Nonparametric estimation of a covariate-adjusted counterfactual
treatment regimen response curve
- URL: http://arxiv.org/abs/2309.16099v1
- Date: Thu, 28 Sep 2023 01:46:24 GMT
- Title: Nonparametric estimation of a covariate-adjusted counterfactual
treatment regimen response curve
- Authors: Ashkan Ertefaie, Luke Duttweiler, Brent A. Johnson and Mark J. van der
Laan
- Abstract summary: Flexible estimation of the mean outcome under a treatment regimen is a key step toward personalized medicine.
We propose an inverse probability weighted nonparametrically efficient estimator of the smoothed regimen-response curve function.
Some finite-sample properties are explored with simulations.

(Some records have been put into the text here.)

PR #14131, opened 2019-05-13
added packages/cpm/cpm.6.0.0

UnixJunkie:
added ROC AUC for arrays; previously there was only for lists of score labels;
better opam file also.


UnixJunkie:
CI tests are all green

mseri:
Thanks

PR #14139, opened 2019-05-14
as my peers, I do have an e-mail address

UnixJunkie:


UnixJunkie:
;^)

UnixJunkie:
@rixed maybe there should be you name in there too, with an e-mail, since you are also one of the active maintainers

mseri:
@rixed feel free to send a PR adding your name if that is the case

PR #14142, opened 2019-05-14
Package ocaml-monadic.0.4.1

zepalmer:
### `ocaml-monadic.0.4.1`
A PPX extension to provide an OCaml-friendly monadic syntax

---
* Homepage: http://github.com/zepalmer/ocaml-monadic
* Source repo: git+https://github.com/zepalmer/ocaml-monadic.git
* Bug tracker: https://github.com/zepalmer/ocaml-monadic/issues

---

### DIFF
--- a/packages/ocaml-monadic/ocaml-monadic.0.4.1/opam
+++ b/packages/ocaml-monadic/ocaml-monadic.0.4.1/opam
@@ -1,0 +1,24 @@
+opam-version: "2.0"
+synopsis: "A PPX extension to provide an OCaml-friendly monadic syntax"
+maintainer: "JHU PL Lab <pl.cs@jhu.edu>"
+authors: "JHU PL Lab <pl.cs@jhu.edu>"
+license: "BSD-3-clause"
+homepage: "http://github.com/zepalmer/ocaml-monadic"
+bug-reports: "https://github.com/zepalmer/ocaml-monadic/issues"
+depends: [
+  "dune" {build & >= "1.0.0"}
+  "ocaml-migrate-parsetree"
+  "ppx_tools_versioned"
+  "ocaml" {>= "4.04.0"}
+]
+build: ["dune" "build" "-p" name "-j" jobs]
+run-test: ["dune" "runtest" "-p" name "-j" jobs]
+dev-repo: "git+https://github.com/zepalmer/ocaml-monadic.git"
+url {
+  src:
+    "https://github.com/zepalmer/ocaml-monadic/archive/dd42d4ae6e618f38dac93223bd58aa04386f9a02.zip"
+  checksum: [
+    "md5=408b32bc4b5225eb228b5494318bbdc9"
+    "sha512=35d16c6d7671fecbb698e9ef6a71bac25afc99293f90a070a4a044f4c939f95a9ebcf4c24ff64b4ebfa7c7aa9f3d5bad2b27c0617b23aa18f41912df9607cfec"
+  ]
+}


zepalmer:
Hello!  I'm trying to upgrade my packages to the OPAM 2 metadata format so I can publish updates.  The Travis CI builds for applicable versions of OCaml all fail with something akin to the following message:

```
+ /home/travis/.opam/opam-init/hooks/sandbox.sh "build" "dune" "build" "-p" "ocaml-monadic" "-j" "1" (CWD=/home/travis/.opam/ocaml-base-compiler.4.04.2/.opam-switch/build/ocaml-monadic.0.4.1)
- Error: I don't know about package ocaml-monadic (passed through --only-packages/--release)
[ERROR] The compilation of ocaml-monadic failed at
        "/home/travis/.opam/opam-init/hooks/sandbox.sh build dune build -p
        ocaml-monadic -j 1".
```

I attempted to recreate this scenario on my own machine by running the following from my local Git repository for the `ocaml-monadic` project:

```
$ opam switch create 4.04.2
$ opam install .
```

I am unable to reproduce the Travis CI error; everything installs just fine on my machine.  Can anyone advise?

mseri:
@zepalmer the url field is missing

zepalmer:
Thanks for calling that out.  I'm a little perplexed, as other projects (e.g. ppx_deriving) don't seem to have a URL in their .opam files and yet have published with v2.0 package description files.  In my case, i have been following the instructions at https://opam.ocaml.org/doc/Packaging.html , which indicate that I should run

```
git tag -a 0.4.1
git push 0.4.1
```

and then "run `opam publish` ... and follow the steps".  Doing so produces

```
The following will be published:
  - ocaml-monadic version 0.4.1 with opam file at /home/zpalmer/work/research/development/ocaml-monadic/ocaml-monadic.opam

[WARNING] These will be virtual packages: ocaml-monadic.0.4.1

Continue ? You will be shown the patch before submitting. [Y/n]
```

Is this warning about the "virtual package" the culprit here?  If so, I can use the instructions for non-GitHub-hosted projects (even though my project is hosted on GitHub) and see if that fares any better.

Thanks with your help on this!

mseri:
I am not familiar with the error. The url should usually be added automatically. Can you raise an issue on the opam-publish page or ask on the discuss forum or the discord channel?

Also, on a different note, among the guidelines for new packages is that new packages do not contain ocaml in their names Can you please also rename the package?

mseri:
I think your issue may be due to the fact that the new tag has not been pushed to the repo, but it is just a guess

zepalmer:
Thanks for the feedback!

I deleted the tag once I saw that the CI build failed.  (Using OPAM 1.2, I never used to tag until after Travis CI succeeded since something would often be a bit off with my config.)  I'd pushed the tag when the original PR was submitted.

Regarding the prefix: when I originally submitted the 0.1.0 version of this package some years ago, I made the case that the "`ocaml`" prefix wasn't just because it's an OCaml library.  The package provides an OCaml-friendly syntax for monadic code, as opposed to previously-existing PPX rewriters which take after Haskell's `do` notation.  That seemed to be sufficient reason to give the package its name at the time and there are some dependencies on it in other projects now.  Is that okay?

I'll look into the error and try giving an explicit URL later.  Thanks!  :)

mseri:
@zepalmer sorry, I double checked only after writing the comment. Given that there are already a number of releases of it for few years, and the guideline was introduced later, I don’t think you should change the name of the package at this point.

zepalmer:
I re-issued the pull request with a different command:

```
$ opam publish https://github.com/zepalmer/ocaml-monadic/archive/dd42d4ae6e618f38dac93223bd58aa04386f9a02.zip
```

I am no longer getting the "virtual package" warning, which I suspect comes from not having a URL.  (I'm guessing that, like other package management systems, a virtual package is expected to have dependencies but no build or install files of its own.)  It seems reasonable to conclude, then, that the original

```
opam publish
```

apparently failed to identify the URL of my repository from the GitHub clone in which I was operating.  I'm not sure why that would be the case, but I guess I'm not especially worried about it.  Once everything is tidy, I'll try to make sure I report to the `opam-publish` page.  Thanks again for the help!

p.s. The Xcode build on the Travis CI shows success in the terminal but has stalled.  Please do let me know if I need to do anything about that.

mseri:
You get the ugly url instead of the nice tagged url, but this time it worked. Do you want to tag and update the pr with the tagged tarball, or you would like to merge as is?

zepalmer:
I'm happy to merge as-is.  The beautification of the URL would be a bonus, but I'm not fond of having to push a tag before I know the CI builds will succeed.  So long as my odd little workflow doesn't cause anyone else any grief, I'm happy to go with it.  :)

Thanks again!

mseri:
If you have not yet done it, please consider announcing this on the discuss.ocaml.org forum. We have a community category and an announcement tag for this purpose.

zepalmer:
Thanks for the advice; I have taken it!  :)

PR #14150, opened 2019-05-16
unix-fcntl: check if upper bound is a hard constraint

UnixJunkie:


UnixJunkie:
yes it is, and the fix is not that trivial.

PR #14159, opened 2019-05-20
[new release] syndic (1.6.1)

Chris00:
CHANGES:

* `Syndic.Date.of_rfc822` accepts dates such as “May 15th, 2019”.

### DIFF
--- a/packages/syndic/syndic.1.6.1/opam
+++ b/packages/syndic/syndic.1.6.1/opam
@@ -1,0 +1,43 @@
+opam-version: "2.0"
+name:         "syndic"
+maintainer:   "Romain Calascibetta <romain.calascibetta@gmail.com>"
+authors:      [ "Romain Calascibetta"
+                "Christophe Troestler" ]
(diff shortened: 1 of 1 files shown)


Chris00:
The failure for 4.03 is with the tests — and on the line `#use "topfind" ;;`.

mseri:
I can add a filter to disable the tests on 4.03 if you want, otherwise I’ll remove the name variable and merge

Chris00:
> disable the tests on 4.03

OK, let's do that.  Thanks.
CC @dinosaure in case he has another solution (the failure must have happened with the previous version as it is unrelated to the changes).

dinosaure:
Related to: https://github.com/ocaml/ocaml/issues/7555 so we can just drop `4.03.0`.

mseri:
@Chris00 I’ll let you decide, either way is fine for me

Chris00:
I think one can only run the tests for OCaml >= 4.04

PR #14161, opened 2019-05-20
Add coq and coqide 8.9.1.

silene:


silene:
The only failure is on MacOS, due to the timeout (50' is too short to build Coq several times). It seems like the build would have failed anyway for `coqide`, since its dependency `conf-gtksourceview` errored out. So, everything looks fine to me.

mseri:
Thanks!

PR #14170, opened 2019-05-22
Add pkg idd

etw33:


packages/idd/idd.0.1/opam
```diff
@@ -0,0 +1,21 @@
+opam-version: "2.0"
+name: "idd"
+depends: [
+  "ocaml" {>= "4.04.0"}
+  "dune" {build}
+  "base"
+  "ppx_jane"
+  "ppx_inline_test"
```
mseri: Do you need this always or is it just a test dependency?

packages/idd/idd.0.1/opam
```diff
@@ -0,0 +1,21 @@
+opam-version: "2.0"
+name: "idd"
+depends: [
+  "ocaml" {>= "4.04.0"}
+  "dune" {build}
+  "base"
```
mseri: I think you need a lower bound on v1.12 o v1.13. There have been various breaking changes in the releases of base

etw33: Why v1.12 or v1.13 if v1.0 hasn't been released yet?

mseri: Sorry, ot was a typo, I meant 0.

packages/idd/idd.0.1/opam
```diff
@@ -0,0 +1,20 @@
+opam-version: "2.0"
+name: "idd"
+depends: [
+  "ocaml" {>= "4.04.0"}
+  "dune" {build}
+  "base" {>= "0.12.0"}
+  "ppx_jane"
+  "ppx_deriving"
+]
+build: ["dune" "build" "-p" name]
```
kit-ty-kate:
```suggestion
build: ["dune" "build" "-p" name "-j" jobs]
```
you might want to allow users to control the number of jobs they use for the compilation of this package

packages/idd/idd.0.1/opam
```diff
@@ -0,0 +1,20 @@
+opam-version: "2.0"
+name: "idd"
+depends: [
+  "ocaml" {>= "4.04.0"}
+  "dune" {build}
+  "base" {>= "0.12.0"}
```
kit-ty-kate:
```suggestion
  "base" {>= "v0.12.0"}
```
the `v` prefix is non-optional for recent janestreet packages

kit-ty-kate:
Thanks!

PR #14175, opened 2019-05-24
[new release] eqaf (0.4)

dinosaure:
CHANGES:

- Distribution integrate an attack example
- Fuzzer to test `equal` function
- Unroll internal loop over 16 bits integers instead 32 bits
- Put x86 ASM output in implementation (and audit)
- Do second check even if first on fails (bad r²)
- Avoid indirection to `Pervasives` functions


kit-ty-kate:
Thanks!

PR #14179, opened 2019-05-25
arp{-mirage} >= 1.0.0 has dune as build dependency

hannesm:
as pointed out by @TheLortex in https://github.com/mirage/arp/pull/15


mseri:
The CI error should be due to osx sandbox

PR #14184, opened 2019-05-27
[new release] functoria and functoria-runtime (2.2.4)

hannesm:
CHANGES:

* fix app_info - executing "opam list --installed" (mirage/functoria#170, by @hannesm)


hannesm:
test failure is fine -- looks like some paths in myocamlbuild needs to be fixed for the tests, I tried and failed. the upside is that functoria-master uses a different approach (using dune instead of ocamlbuild) already

kit-ty-kate:
ok fair enough. Thanks!

PR #14186, opened 2019-05-27
ocaml-compiler-libs-v0.12.0

xclerc:
Switch to dune (using `dune upgrade`).

### DIFF
--- a/packages/ocaml-compiler-libs/ocaml-compiler-libs.v0.12.0/opam
+++ b/packages/ocaml-compiler-libs/ocaml-compiler-libs.v0.12.0/opam
@@ -6,7 +6,7 @@ bug-reports: "https://github.com/janestreet/ocaml-compiler-libs/issues"
 dev-repo: "git+https://github.com/janestreet/ocaml-compiler-libs.git"
 license: "Apache-2.0"
 build: [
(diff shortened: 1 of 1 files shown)


packages/ocaml-compiler-libs/ocaml-compiler-libs.v0.12.0/opam
```diff
@@ -0,0 +1,23 @@
+opam-version: "2.0"
+maintainer: "opensource@janestreet.com"
+authors: ["Jane Street Group, LLC <opensource@janestreet.com>"]
+homepage: "https://github.com/janestreet/ocaml-compiler-libs"
+bug-reports: "https://github.com/janestreet/ocaml-compiler-libs/issues"
+dev-repo: "git+https://github.com/janestreet/ocaml-compiler-libs.git"
+license: "Apache-2.0"
+build: [
+  ["jbuilder" "build" "-p" name "-j" jobs]
```
avsm:
```suggestion
  ["dune" "build" "-p" name "-j" jobs]
```

xclerc: Indeed... sorry for that!

PR #14180, opened 2019-05-26
[new release] cppo_ocamlbuild and cppo (1.6.6)

avsm:
Plugin to use cppo with ocamlbuild

- Project page: <a href="http://mjambon.com/cppo.html">http://mjambon.com/cppo.html</a>
- Documentation: <a href="https://ocaml-community.github.io/cppo/">https://ocaml-community.github.io/cppo/</a>

##### CHANGES:

- [pkg] port build system to dune from jbuilder.
- [pkg] upgrade opam metadata to 2.0 format.
- [pkg] remove topkg and use dune-release.
- [compat] Use `String.capitalize_ascii` to remove warning.

PR #14187, opened 2019-05-27
older decoders releases do not build with new dune

avsm:
due to ppx changes, but newer decoders releases work fine

found in revdeps for #14180


mseri:
Thanks

PR #14194, opened 2019-05-27
Ppxlib 0.8.0

xclerc:
Ppxlib used to embed its own (patched) copy of the parser,
but now uses the parser from the compiler.

note: this change was not part of 0.7.0 (also submitted today)
because we expect 0.7.0 to never break user code while 0.8.0
can possibly (although in corner cases) break code.


kit-ty-kate:
Thanks!

PR #14800, opened 2019-09-10
Tag some packages as accepting CI failures on Debian Sid

kit-ty-kate:
Some packages will always fail in CI because either they need some specific version of a package or because some external dependency is not installable in the CI.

- Score: 2.7446241148152253
- License: http://creativecommons.org/licenses/by/4.0/
- Abstract: Flexible estimation of the mean outcome under a treatment regimen (i.e.,
value function) is the key step toward personalized medicine. We define our
target parameter as a conditional value function given a set of baseline
covariates which we refer to as a stratum based value function. We focus on
semiparametric class of decision rules and propose a sieve based nonparametric
covariate adjusted regimen-response curve estimator within that class. Our work
contributes in several ways. First, we propose an inverse probability weighted
nonparametrically efficient estimator of the smoothed regimen-response curve
function. We show that asymptotic linearity is achieved when the nuisance
functions are undersmoothed sufficiently. Asymptotic and finite sample criteria
for undersmoothing are proposed. Second, using Gaussian process theory, we
propose simultaneous confidence intervals for the smoothed regimen-response
curve function. Third, we provide consistency and convergence rate for the
optimizer of the regimen-response curve estimator; this enables us to estimate
an optimal semiparametric rule. The latter is important as the optimizer
corresponds with the optimal dynamic treatment regimen. Some finite-sample
properties are explored with simulations.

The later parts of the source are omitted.